童霜玉别过头去,抿唇抗拒。
窦沉骁便不再说话。
他们两人之间,在那个境地,那个状况,实在没有什么可说的。
一个执意回去,一个不会退让。
交锋和抗
衡出了结果,便注定再无转圜的余地。
窦沉骁掐开童霜玉的下颌,强行给她喂进去。
而童霜玉悉数吐了出来,就连胆汁苦水都仿佛要一齐呕吐。
窦沉骁没有办法,只能放弃。
他自己吃掉了剩余的所有葫芦酥碎渣,然后将童霜玉留在石块旁边,独自一人离开。
那一瞬间,童霜玉想,他或许终于是走了。
反正他们之间,也没有什么血脉亲缘的关系相连,就算是曾经在阴水泽的边缘救了他,那也是兄长救了他。

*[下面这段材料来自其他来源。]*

PR #1045, opened 2025-05-01
Fix compilation error with GCC 15

saghul:
```
quickjs.c:11727:32: error: initializer-string for array of 'char' truncates NUL terminator but destination lacks 'nonstring' attribute (37 chars into 36 available) [-Werror=unterminated-string-initialization]
11727 | static char const digits[36] = "0123456789abcdefghijklmnopqrstuvwxyz";
      |                                ^~~~~~~~~~~~~~~~~~~~~~~~~~~~~~~~~~~~~~
```

### DIFF
--- a/.github/workflows/ci.yml
+++ b/.github/workflows/ci.yml
@@ -330,6 +330,7 @@ jobs:
     - name: Setup MSYS2
       uses: msys2/setup-msys2@v2
       with:
+        update: true
         msystem: ${{matrix.sys}}
         install: >-
           git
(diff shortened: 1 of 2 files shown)


cutils.c
```diff
@@ -596,7 +596,7 @@ size_t utf8_encode_buf16(char *dest, size_t dest_len, const uint16_t *src, size_
  */
 
 /* 2 <= base <= 36 */
-char const digits36[36] = {
+char const digits36[36] JS_NONSTRING_ATTR = {
```
bnoordhuis: The attribute isn't necessary here, right?

bnoordhuis (approved):
LGTM although I have a mild preference for writing it out as a char array so no compiler-specific annotations are necessary.

(It's what I did in 6e434008f57d1a96cd23ed88c463255f0dcb1130 but apparently I overlooked this one.)

saghul:
Oh I see. That does look better. I'll align it to match your change.

PR #1048, opened 2025-05-05
Fix the library version number

osokin:
Hi,

new 0.10.0 release has introduced the issue: the shared library version number is dropped down from 0.9.0 to 0.1.0.
That seems like a parser issue, so the following patch fixes the that.


saghul (approved):

saghul:
Ops, good catch!

PR #1050, opened 2025-05-06
fixed realloc(0) may alloc min unit memory on some allocator

penneryu:
On some memory allocators, such as [hardened_malloc](https://github.com/GrapheneOS/hardened_malloc), realloc(0) will allocate a minimum unit of memory (16 bytes)

The hardened_malloc is used on [grapheneos](https://grapheneos.org/), a common operating system on android.

[h_malloc.c](https://github.com/GrapheneOS/hardened_malloc/blob/main/h_malloc.c#L1515C2-L1515C13)
```
static inline void *allocate_small(unsigned arena, size_t requested_size) {
    struct size_info info = get_size_info(requested_size);
    size_t size = likely(info.size) ? info.size : 16;

    struct size_class *c = &ro.size_class_metadata[arena][info.class];
    size_t slots = get_slots(info.class);
    size_t slab_size = get_slab_size(slots, size);
    ...
```

### DIFF
--- a/libregexp.c
+++ b/libregexp.c
@@ -2509,7 +2509,7 @@ int lre_exec(uint8_t **capture,
     stack_buf = alloca(alloca_size);
     ret = lre_exec_backtrack(s, capture, stack_buf, 0, bc_buf + RE_HEADER_LEN,
                              cbuf + (cindex << cbuf_type), false);
-    lre_realloc(s->opaque, s->state_stack, 0);
+    lre_free(s->opaque, s->state_stack);
     return ret;
 }
 
--- a/libregexp.h
+++ b/libregexp.h
@@ -66,6 +66,7 @@ bool lre_check_stack_overflow(void *opaque, size_t alloca_size);
 /* must be provided by the user, return non zero if time out */
 int lre_check_timeout(void *opaque);
 void *lre_realloc(void *opaque, void *ptr, size_t size);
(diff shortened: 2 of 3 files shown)


saghul:
`lre_realloc` calls `js_realloc_rt`, which looks as follows:

```c
void *js_realloc_rt(JSRuntime *rt, void *ptr, size_t size)
{
    size_t old_size;
    JSMallocState *s;

    if (!ptr) {
        if (size == 0)
            return NULL;
        return js_malloc_rt(rt, size);
    }
    if (unlikely(size == 0)) {
        js_free_rt(rt, ptr);
        return NULL;
    }
    old_size = rt->mf.js_malloc_usable_size(ptr);
    s = &rt->malloc_state;
    /* When malloc_limit is 0 (unlimited), malloc_limit - 1 will be SIZE_MAX. */
    if (s->malloc_size + size - old_size > s->malloc_limit - 1)
        return NULL;

    ptr = rt->mf.js_realloc(s->opaque, ptr, size);
    if (!ptr)
        return NULL;

    s->malloc_size += rt->mf.js_malloc_usable_size(ptr) - old_size;
    return ptr;
}
```

Since we already call `js_free_rt` if size if 0, I think your case is already handled, isn't it?

penneryu:
Yes indeed, I missed this, I will close this PR

PR #1054, opened 2025-05-15
Support for AVX MSVC builds

mekhontsev:
To have <immintrin.h>, we need to check the __SSE2__ and __AVX__ macros.

### DIFF
--- a/xsum.c
+++ b/xsum.c
@@ -67,7 +67,7 @@
 
 /* INCLUDE INTEL INTRINSICS IF USED AND AVAILABLE. */
 
-#if USE_SIMD && __SSE2__
+#if USE_SIMD && (__SSE2__ || __AVX__)
 # include <immintrin.h>
 #endif
 


saghul:
What problem did you run into?

mekhontsev:
When I tried to compile xsum.c with AVX2 enabled (latest MSVC), I got the missing definitions from immintrin.h

saghul:
IS that something we could add to the CI?

mekhontsev:
Since QuickJS already uses SSE/AVX, it would be better to have at least one CMake target to check this code path...

saghul:
I don't have much experience in that myself 😅  What do you have in mind?

mekhontsev:
At the first stage we can just add the simplest check (something like):

```cmake
if(MSVC)
    add_library(xsum xsum.c)
    target_compile_options(xsum PRIVATE /arch:AVX2)
endif()
```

如今兄长已然不在,他将她带出来,保她性命到这样地步,也足够了。
所有的一切,都不过是她任性而已。
她任性的怨恨着,任性的胡闹着,将所有的不快与愤怒,都发泄到他的身上。
童霜玉倚靠在石块上,昏昏沉沉,意识陷入迷蒙。
直到浓重的血腥气味将她唤醒。
童霜玉睁开眼睛,看见无垠的荒原上,月色映照土壤沟壑,少年黑色的长发披散,裸着半身,拖着一条不知是什么兽的后腿,一步一步向她方向走来。
他满身是血,伤口血淋淋的翻着,像是刚经历过一场浴血的争夺。
那一瞬间,让童霜玉回想起,在阴水泽的迷雾与沼泽中,那少年也是这般,一步一步,看起来艰难,却始终不曾驻停的行走到她面前。